> **Exercise details**
Below are the records; copy each line in which "local" can be found.

> **Excerpted records**
##########

PR #298, opened 2024-05-31
Add the `local` case to the network string conversion function and narrow `Account` type to `Ed25519Account` in example

xbtmatt:
Currently you cannot use the wallet adapter in a local development environment with certain wallets because the middleware network string conversion fails, since it doesn't include the `local` case.

- Added the `local` case to the switch statement that converts a string to a Network.


apps/nextjs-example/components/transactionFlow/MultiAgent.tsx
```diff
@@ -43,7 +43,7 @@ export default function MultiAgentTransaction({
       throw new Error("no network");
     }
 
-    const secondarySigner = Account.generate();
+    const secondarySigner = Ed25519Account.generate();
```
0xmaayan: nit:

dont really need this change as `Account.generate()` already creates a legacy Ed25519Account

apps/nextjs-example/components/transactionFlow/MultiAgent.tsx
```diff
@@ -23,7 +23,7 @@ export default function MultiAgentTransaction({
     useWallet();
 
   const [secondarySignerAccount, setSecondarySignerAccount] =
-    useState<Account>();
+    useState<Ed25519Account>();
```
0xmaayan: this is definitely a needed change once the adapter is updated to use latest sdk version . check out https://github.com/aptos-labs/aptos-wallet-adapter/pull/296/files 😄

0xmaayan (commented):
let's remove the Account change in favor of the other PR that updates the SDK and holds this change already

apps/nextjs-example/components/transactionFlow/MultiAgent.tsx
xbtmatt: Ah ok, I only did it to make it more explicit :p, wasn't sure if it'd type it correctly

0xmaayan (approved):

##########

> **Your response**
Add the `local` case to the network string conversion function and narrow `Account` type to `Ed25519Account` in example
Currently you cannot use the wallet adapter in a local development environment with certain wallets because the middleware network string conversion fails, since it doesn't include the `local` case.
- Added the `local` case to the switch statement that converts a string to a Network.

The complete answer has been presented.